Akuttrauma: was hilft?

Aktualisiert: 2. Aug 2019

Ein Akuttrauma kann durch einschneidende Ereignisse ausgelöst werden, die häufig gravierende Langzeitfolgen haben. Betroffene laufen immer wieder Gefahr nach einem Akuttrauma eine posttraumatische Belastungsstörung (PTBS) zu entwickeln. Wie kann man vorbeugen und was kann man selbst für sich tun?
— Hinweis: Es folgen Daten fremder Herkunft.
PR #962, opened 2026-08-21
refactor(optimum): move local_block_table allocation logic to scheduler

rebel-eunji:
### 🚀 Summary of Changes

This PR moves cache slot allocation and lifecycle management from individual Optimum models to the scheduler.

The cache slot identifies a per-request row in fixed-size, per-sequence on-device caches, such as sliding-window KV caches and linear-attention state caches. Since the scheduler is the source of truth for request admission, completion, and preemption, it is now responsible for:

- Allocating the lowest available cache slot when a request is admitted
- Keeping the slot pinned throughout the request lifecycle
- Releasing the slot when the request finishes or is preempted
- Passing the request-to-slot mapping to the model runner through `RBLNSchedulerOutput`

The model runner converts this mapping into `ModelInputForRBLN.cache_slot_ids`, allowing each model to consume scheduler-assigned cache slots without reconstructing request lifecycle state locally.

This refactoring also removes the now-unnecessary `optimum_attention` manager/strategy abstraction and its associated bookkeeping, padding utilities, and finished-request handling. Gemma3 retains only the model-generated state required during decoding—its padded cache length and attention mask—through a small model-specific state manager.

The terminology has also been clarified by renaming the model input from a “local block table” ID to a “cache slot” ID. The compiled Optimum-RBLN graph argument names remain unchanged at the runtime boundary for compatibility.

This change affects only the Optimum path. The native path is unchanged.

---

### Key Changes

- Moved cache slot allocation and ownership to `RBLNOptimumScheduler`
- Added `cache_slot_id_dict` to `RBLNSchedulerOutput`
- Added `cache_slot_ids` to `ModelInputForRBLN`
- Released cache slots on request completion and preemption
- Updated sliding-window, EXAONE-4.5, Gemma3/Gemma4, and Qwen3.5 models to consume scheduler-assigned slots
- Added shared cache slot padding logic for decoder batches
- Replaced Gemma3’s generic attention manager with a focused per-request hybrid-attention state manager
- Removed the unused `optimum_attention` manager/strategy package and related utility code
- Removed obsolete model-side request lifecycle reconstruction and bookkeeping

---

### Why This Change?

Previously, each model allocated and tracked cache slots independently. This required models to reconstruct the request lifecycle from running and finished request ID lists and required additional runner-side cleanup hooks.

It could also leave a stale slot assigned to a preempted request until the request resumed, potentially exhausting the slot pool while admitting another request.

Moving ownership to the scheduler makes the lifecycle explicit, avoids duplicated bookkeeping, ensures slots are released immediately, and significantly simplifies the model-side implementation.

---

### ✅ Type of Change

- [x] 🧬 Core engine changes (`core`)

---

### 🧪 Testing

Added and updated unit tests covering:

- Cache slot allocation using the lowest available ID
- Stable cache slot assignment across decode steps
- Cache slot reuse after request completion
- Immediate cache slot release on preemption
- Correct cache slot propagation from the scheduler to model inputs
- Gemma3 hybrid-attention state handling across prefill and decode
- Qwen3.5 linear-attention state placement using scheduler-assigned slots
- Correct request ordering and decoder batch padding behavior

---

### 📋 Checklist

- [x] PR title follows the Conventional Commits format
- [x] The test method and expected behavior are described
- [x] Relevant unit tests have been added or updated
- [x] The native execution path remains unaffected


tests/optimum/v1/models/optimum/test_qwen3_5_linear_state.py
```diff
@@ -214,84 +157,14 @@ def fake_prefill(**kw):
...
             inputs_embeds=torch.zeros(1, 1, 1),
             position_embed=torch.zeros(2, 1, 1, 1, 1),
+            cache_slot_ids=torch.tensor([1], dtype=torch.int16),
         )
         obj.forward(model_input)
 
-        assert passed["batch_idx"] == 1  # lowest free row (0 taken by A)
-        assert obj.attention_manager.get(False, 2, ["B"], []) == [1]  # recorded
-
-    def test_forward_lifecycle_reuses_freed_row_then_decodes_in_order(self):
```
rebel-seinpark, line 229: @rebel-eunji just question) why these scenarios are removed?

tests/optimum/v1/models/optimum/test_gemma3_hybrid_state.py
```diff
@@ -0,0 +1,141 @@
...
+    )
+    # Each mask row gets its new token position enabled...
+    assert torch.equal(
+        recorded["attention_mask"],
+        torch.tensor([[1, 1, 1, 1, 0, 0], [1, 1, 0, 0, 1, 0]]),
+    )
+    # ...and is written back for the next step.
+    table = obj.attention_manager.table
+    assert torch.equal(table["B"].attention_mask, torch.tensor([[1, 1, 1, 1, 0, 0]]))
+    assert torch.equal(table["A"].attention_mask, torch.tensor([[1, 1, 0, 0, 1, 0]]))
```
rebel-seinpark, line 141: Please add small follow-up tests if useful.

```
# tests/optimum/v1/models/optimum/test_decoder_mixin.py

import torch

from vllm_rbln.model_executor.models.optimum.model_base import (
    RBLNOptimumDecoderMixin,
)


def _pad(cache_slot_ids: list[int], padded_batch_size: int) -> torch.Tensor:
    obj = RBLNOptimumDecoderMixin.__new__(RBLNOptimumDecoderMixin)
    return obj.pad_cache_slot_ids(
        torch.tensor(cache_slot_ids, dtype=torch.int16), padded_batch_size
    )


class TestPadCacheSlotIds:
    def test_full_batch_preserves_order_shape_dtype(self):
        # n == padded_batch_size: no padding row, ids kept in running order.
        out = _pad([2, 0], 2)
        assert out.shape == (2, 1)
        assert out.dtype == torch.int16
        assert out[0, 0] == 2 and out[1, 0] == 0

    def test_padding_row_does_not_alias_a_real_slot(self):
        # One request pinned to slot 0, batch padded to 4. The padding rows must
        # NOT reuse slot 0 (the naive "pad with 0" would corrupt the live row).
        out = _pad([0], 4)
        assert out[0, 0] == 0  # real request untouched
        pad_values = {int(out[i, 0]) for i in range(1, 4)}
        assert 0 not in pad_values  # never aliases the live slot

    def test_sparse_slot_passed_through_unclamped(self):
        # Slot id 5 with padded_batch_size(=bucket size) 2 (the per-seq cache is
        # max_num_seqs-wide, so 5 is a valid row): the id must pass through
        # unchanged — pad_cache_slot_ids must not clamp or remap it — and the
        # padding row must still avoid it.
        out = _pad([5], 2)
        assert out[0, 0] == 5
        assert int(out[1, 0]) != 5

    def test_pad_value_is_lowest_free_id(self):
        # Reals occupy {0, 2} in a batch of 4; the lowest id no request owns is
        # 1, so both padding rows take 1.
        out = _pad([0, 2], 4)
        assert out[0, 0] == 0 and out[1, 0] == 2
        assert out[2, 0] == 1 and out[3, 0] == 1

```

tests/optimum/v1/models/optimum/test_qwen3_5_linear_state.py
rebel-eunji: the attention_manager is not used for allocation of cache_slot_id anymore.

Die folgenden Ereignisse können zu einer akuten Traumatisierung führen

  • Erleben von absichtlichen körperlichen Verletzungen oder Schädigungen z. B. bei Überfällen

  • Schwere körperliche Verletzungen z. B. durch plötzliche Unfälle, sowie die Augenzeugenschaft solcher Ereignisse. Auch die Verursacher von Unfällen, bei denen andere Menschen schwer oder tödlich verletzt werden, erleiden häufig Traumata. Dies wird häufig verkannt, da diese Personen oft in erster Linie als Täter angesehen werden.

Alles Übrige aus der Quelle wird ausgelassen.